1. The board on which the module components are mounted;
2. Memory chips;
3. SPD (Serial Presence Detect) - the chip where the basic settings of the module are stored. When you turn on the system BIOS of the motherboard reads the SPD information and sets the time and frequency of RAM;
4. Key - This is a special slot on the board which identifies the module type. This slot prevents the board from incorrectly installing into the RAM slot;
5. SMD module components (resistors, capacitors). These components provide power control of the chips.

More about DRAM

DRAM memory modules are widely used in computers as operational memory devices.

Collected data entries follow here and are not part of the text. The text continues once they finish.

PR #3427, opened 2017-08-25
Bump slimmer to 11.0.2

davidbasalla:
There was a problem with upgrading to Slimmer 11.0.1, see alphagov/slimmer#206. The issue was fixed in Slimmer 11.0.2 so we upgrade to that.

### DIFF
--- a/Gemfile.lock
+++ b/Gemfile.lock
@@ -192,7 +192,7 @@ GEM
     htmlentities (4.3.4)
     http-cookie (1.0.3)
       domain_name (~> 0.5)
-    i18n (0.8.1)
+    i18n (0.8.6)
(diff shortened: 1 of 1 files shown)


Gemfile
```diff
@@ -12,7 +12,7 @@ gem 'validates_email_format_of'
 gem 'friendly_id', '~> 5.2.1'
 gem 'babosa', '1.0.2'
 gem 'nokogiri', '~> 1.7.2'
-gem 'slimmer', '~> 11.0'
+gem 'slimmer', '~> 11.0.2'
```
gpeng: We don't need to change this. `bundle update slimmer` will pick up the new `x.x.n` version.

PR #3428, opened 2017-08-29
Push html attachments on save

davidbasalla:
Save the edition upon adding/updating an HTML attachment which will trigger it updating the PublishingAPI. This should enable users to preview an attachment after adding it (previously a user would have to save the edition first before being able to preview the attachment).

Effectively reverts https://github.com/alphagov/whitehall/pull/3157 but it's not entirely clear to me why this functionality (of pushing to the publishing api after adding an attachment) was removed in the first place. I tried doing a straight revert but other parts of the code have changed too much since. 

For https://trello.com/c/7SU9Uf54/130-html-attachment-previewing-problems

### DIFF
--- a/app/controllers/admin/attachments_controller.rb
+++ b/app/controllers/admin/attachments_controller.rb
@@ -16,7 +16,7 @@ class Admin::AttachmentsController < Admin::BaseController
   def new; end
 
   def create
-    if attachment.save
+    if save_attachment
       redirect_to attachable_attachments_path(attachable), notice: "Attachment '#{attachment.title}' uploaded"
     else
       render :new
@@ -25,7 +25,7 @@ class Admin::AttachmentsController < Admin::BaseController
 
   def update
     attachment.attributes = attachment_params
-    if attachment.save
+    if save_attachment
       message = "Attachment '#{attachment.title}' updated"
       redirect_to attachable_attachments_path(attachable), notice: message
     else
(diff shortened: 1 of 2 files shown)


app/controllers/admin/attachments_controller.rb
```diff
@@ -174,4 +174,12 @@ def handle_duplicate_key_errors_caused_by_double_create_requests(exception)
       raise
     end
   end
+
+  def save_attachment
+    if attachable_is_an_edition?
+      attachment.save && Whitehall.edition_services.draft_updater(attachable).perform!
```
gpeng: Should we just include `PublishesToPublishingApi` on `HtmlAttachment` and then we can just `save`?

I think there's also potentially an issue, albeit a bit of an edge case, with this. If the user saves the attachment on a new draft and then cancels creating the draft it will have been already saved to the publishing API. Whitehall will let users create something else at that base path but publishing API will then conflict.

gpeng: Actually, having discussed this with @davidbasalla offline that issue isn't an issue. The draft edition would have to exist already to get to this point.

tuzz:
The publication QA document[1] contains this step:
> Click modify attachments, add an html attachment and save the document

Are we sure it's not intended behaviour that you need to save the draft edition first?

[1](https://docs.google.com/spreadsheets/d/1iJ-65U9D_n-FFl0zkxXsUR-OfRHr6P9OlSgwWZQNnzU/edit#gid=0)

tuzz:
Discussed with @davidbasalla offline. We're going to update the QA document.

PR #4800, opened 2019-05-22
Link to content data from admin dashboard

peteglondon:
Adds a link to the `content-data` app in each environment.

Includes basic tracking.

Possibly there will be further PRs to improve the tracking.

# Before 
Screenshot 2019-05-22 at 15 54 34

# After
Screenshot 2019-05-22 at 15 53 56

Trello: https://trello.com/c/QQzBWx3s/1442-2-add-main-link-to-content-data-from-whitehall

PR #4801, opened 2019-05-23
Use Plek.current.external_url_for to get content-data

peteglondon:
Previously I was using the wrong Plek call to get the URL
for content-data, in [this PR](https://github.com/alphagov/whitehall/pull/4800)

This commit corrects that.


peteglondon:
[(2) Add main link to Content Data from Whitehall](https://trello.com/c/QQzBWx3s/1442-2-add-main-link-to-content-data-from-whitehall)

PR #4820, opened 2019-05-30
Link to content metrics

peteglondon:
# What

Add a link to `content-data` `/metrics` endpoint 
from the edition admin `show` page when the edition has been published.

Also adds tracking to the link.

There may be another PR to add taxonomy level 1 to the tracking dimensions.

# Why

We want to get more people to use `content-data`

Trello: https://trello.com/c/NagoCEK0/1439-3-add-button-to-content-data-from-whitehall

### DIFF
--- a/app/helpers/admin/content_data_routes_helper.rb
+++ b/app/helpers/admin/content_data_routes_helper.rb
@@ -1,5 +1,16 @@
 module Admin::ContentDataRoutesHelper
+  def content_data_home_url
+    @content_data_home_url ||= "#{content_data_base_url}/content"
+  end
+
+  def content_data_page_data_url(edition)
+    path = public_document_path(edition)
+    "#{content_data_base_url}/metrics#{path}"
+  end
+
+private
+
   def content_data_base_url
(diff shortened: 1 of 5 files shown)


app/helpers/admin/content_data_routes_helper.rb
```diff
@@ -1,5 +1,16 @@
 module Admin::ContentDataRoutesHelper
+  def content_data_home_url
+    @content_data_home_url ||= "#{content_data_base_url}/content"
+  end
+
+  def content_data_page_data_url(edition)
+    path = public_document_path(edition)
+    @content_data_page_data_url ||= "#{content_data_base_url}/metrics#{path}"
```
cbaines: I'm not sure what value the memoization adds here. `content_data_base_url` is memoized, and `path` is being computed every time, so the only computation being saved is building the combined string.

Currently, it looks to me like this function will only work for one edition, and after that, it'll return the same value regardless of the argument you provide.

peteglondon:
[(3) Add button to Content Data from Whitehall](https://trello.com/c/NagoCEK0/1439-3-add-button-to-content-data-from-whitehall)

DRAM is a memory module of a standard design. It consists of:

• A printed circuit board on which the memory chips are located.
• A connector that required to connect the module to the motherboard.

Types of DRAM

• SDR SDRAM (single data rate synchronous DRAM) is a type of DRAM that operates in synchronization with the CPU clock frequency. It has been produced since 1993. The peculiarities of this type of memory are the implementation of a clock generator to synchronize signals and the application of pipeline information processing. Pipeline information processing is the ability to receive (read) a new instruction before the previous instruction is fully resolved (write). This kind of information processing allows more instructions to be executed at the same time. SDR SDRAM has 168 pins and two notches in the connector. Operating frequencies: It operates at 100 MHz or higher on the system bus.
• DDR SDRAM (double data rate SDRAM, or SDRAM II) - synchronous dynamic RAM with double data rate. It has been produced since 2000. It operates similarly to SDR SDRAM, only twice as fast. This type of DRAM can process two read and two write instructions per clock cycle. DDR SDRAM contains 184 pins and one slot in the connector. Operating frequencies are 100, 133, 166, and 200 MHz. The clock frequency ranges from 100 to 200 MHz, and data is transmitted at 2 bits per clock pulse. This means that the effective data transfer frequency is between 200 and 400 MHz.
• DDR2 SDRAM. It has been produced since 2004. It is faster than DDR SDRAM since it can run at higher clock frequencies. It has a large number of pins - 240. Operating frequencies: 200, 266, 333, 337, 400, 533, 575 and 600 MHz. Effective transfer frequencies can be 400, 533, 667, 675, 800, 1066, 1150, and 1200 MHz.
• DDR3 SDRAM is based on DDR2 SDRAM. It has been produced since 2007. It uses the same number of pins as DDR2 SDRAM - 240. It has improved performance due to improved signal processing, higher memory capacity, lower power consumption (1.5 volts), and higher standard clock speed up to 800 to 2400 MHz.
• DDR4 SDRAM - based on previous generations of DDR technology. It has been produced since 2014. There are 288 pins. It is distinguished by higher frequency characteristics and lower supply voltage. DDR4 bandwidth can reach 25.6 Gb/s, in case the effective frequency is increased to 3200 MHz. Secure DDR4 performance is assured by the implementation of a parity mechanism on the instruction address buses. Operating frequencies: A range of 1600 to 2400 MHz was originally set, with the possibility of increasing up to 3200 MHz.
• DDR5 SDRAM - based on the technologies of previous generations of DDR. It has been produced since 2020. The number of pins is 288. It is featured by higher frequency characteristics, maximum module volume, and lower supply voltage. The module bandwidth reaches 32 GB/s, with a maximum effective frequency of 8400 MHz.

DIMM connectors on the motherboard

DIMM is a DRAM memory connector (form factor) that has latches on both ends. These connectors have a different number of pins that are compatible with specific memory module pins.